What to do. Every record needs to be set down again without a single difference.

Stored data:
↓↓↓

PR #5179, opened 2016-04-06
Use correct beginPath - fill - stroke order when skipping features

### LINKED ISSUE #5175: Strange behavior of feature setStyle on Selection interaction
As of version 3.15.0, I've noticed that the setting feature style on the 'select' event for the Selection interaction has behaved very strangely. The style I'm attempting to set on the selected feature will either be set on seemingly random nearby features as well, or the entire background will have the style applied... I'm not sure what's going on here.

I've made an attempt at creating a minimal jsfiddle of the problem [here.](http://jsfiddle.net/enfumpz5/2/)

At first I thought it was a problem with using setStyle on features in general, but I couldn't reproduce the problem until using the selection interaction.

### LINKED ISSUE #5186: Circle rendering regression
In 3.15, when adding two or more circle geometries to a vector layer, a line is now being drawn between them. This was not the case in 3.14.2 

* 3.14.2: http://jsfiddle.net/e0jh9bob/

* 3.15.0: http://jsfiddle.net/4gfr1d6L/

ahocevar:
Fixes #5175.
Fixes #5186.

I don't have time to add tests right now, but I think we should have tests for that. Anyone volunteering to provide a cherry pick?


ahocevar:
Also, there might be a nicer way to do this.

ahocevar:
There are remaining issues which can be seen when multi-selecting in the select-features example. That results in multiple fills (with both master and this fix).

ahocevar:
Better solution implemented, tests added. This is now ready for review.

ahocevar:
Now also fixes #5186.

ahocevar:
I'm going to add more tests.

marcjansen:
Can we use the example images from #5186 as visual tests?

marcjansen:
Also thanks a lot for tackling this @ahocevar.

ahocevar:
> Can we use the example images from #5186 as visual tests?

On it already.

ahocevar:
There is more work to do. The rendering test is still failing.

ahocevar:
Ok, the problem with grouping batches is that overlapping fills won't create a higher visual opacity:

Without batching:
not-batched

With batching:
batched

Should we revert the whole batching optimisation? I'd love to hear opinions.

fredj:
Do you think it's faisable to have higher visual opacity with batching?

What about reverting, create a patch release and work on this later?

fredj:
And it would be nice to commit the rendering tests anyway

ahocevar:
I don't know if it is possible to batch fills and still get increased opacity for overlapping geometries.

@fredj I'll create a pull request with just the rendering tests, and one that reverts the batch optimisation so you can create a patch release.

ahocevar:
Will create a new pull request for batching fills and strokes.

PR #7633, opened 2017-12-19
Import assert function directly

marcjansen:
This changes one remaining occurence from

```js
import asserts from './asserts.js';
```

to

```js
import {assert} from './asserts.js';
```

and gets rid of the following warning:

```
WARNING in ./src/ol/extent.js
491:4-11 "export 'default' (imported as 'asserts') was not found in './asserts.js'
 @ ./src/ol/extent.js
 @ ./test/spec/ol/extent.test.js
```

Please review.

### DIFF
--- a/src/ol/extent.js
+++ b/src/ol/extent.js
@@ -1,7 +1,7 @@
 /**
  * @module ol/extent
  */
-import asserts from './asserts.js';
+import {assert} from './asserts.js';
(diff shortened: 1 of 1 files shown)


marcjansen:
Thanks for the review, @ahocevar

fredj:
Thanks Marc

↑↑↑

Result.
PR #5179, opened 2016-04-06
Use correct beginPath - fill - stroke order when skipping features

### LINKED ISSUE #5175: Strange behavior of feature setStyle on Selection interaction
As of version 3.15.0, I've noticed that the setting feature style on the 'select' event for the Selection interaction has behaved very strangely. The style I'm attempting to set on the selected feature will either be set on seemingly random nearby features as well, or the entire background will have the style applied... I'm not sure what's going on here.

I've made an attempt at creating a minimal jsfiddle of the problem [here.](http://jsfiddle.net/enfumpz5/2/)

At first I thought it was a problem with using setStyle on features in general, but I couldn't reproduce the problem until using the selection interaction.

### LINKED ISSUE #5186: Circle rendering regression
In 3.15, when adding two or more circle geometries to a vector layer, a line is now being drawn between them. This was not the case in 3.14.2 

* 3.14.2: http://jsfiddle.net/e0jh9bob/

* 3.15.0: http://jsfiddle.net/4gfr1d6L/

ahocevar:
Fixes #5175.
Fixes #5186.

I don't have time to add tests right now, but I think we should have tests for that. Anyone volunteering to provide a cherry pick?


ahocevar:
Also, there might be a nicer way to do this.

ahocevar:
There are remaining issues which can be seen when multi-selecting in the select-features example. That results in multiple fills (with both master and this fix).

ahocevar:
Better solution implemented, tests added. This is now ready for review.

ahocevar:
Now also fixes #5186.

ahocevar:
I'm going to add more tests.

marcjansen:
Can we use the example images from #5186 as visual tests?

marcjansen:
Also thanks a lot for tackling this @ahocevar.

ahocevar:
> Can we use the example images from #5186 as visual tests?

On it already.

ahocevar:
There is more work to do. The rendering test is still failing.

ahocevar:
Ok, the problem with grouping batches is that overlapping fills won't create a higher visual opacity:

Without batching:
not-batched

With batching:
batched

Should we revert the whole batching optimisation? I'd love to hear opinions.

fredj:
Do you think it's faisable to have higher visual opacity with batching?

What about reverting, create a patch release and work on this later?

fredj:
And it would be nice to commit the rendering tests anyway

ahocevar:
I don't know if it is possible to batch fills and still get increased opacity for overlapping geometries.

@fredj I'll create a pull request with just the rendering tests, and one that reverts the batch optimisation so you can create a patch release.

ahocevar:
Will create a new pull request for batching fills and strokes.

PR #7633, opened 2017-12-19
Import assert function directly

marcjansen:
This changes one remaining occurence from

```js
import asserts from './asserts.js';
```

to

```js
import {assert} from './asserts.js';
```

and gets rid of the following warning:

```
WARNING in ./src/ol/extent.js
491:4-11 "export 'default' (imported as 'asserts') was not found in './asserts.js'
 @ ./src/ol/extent.js
 @ ./test/spec/ol/extent.test.js
```

Please review.

### DIFF
--- a/src/ol/extent.js
+++ b/src/ol/extent.js
@@ -1,7 +1,7 @@
 /**
  * @module ol/extent
  */
-import asserts from './asserts.js';
+import {assert} from './asserts.js';
(diff shortened: 1 of 1 files shown)


marcjansen:
Thanks for the review, @ahocevar

fredj:
Thanks Marc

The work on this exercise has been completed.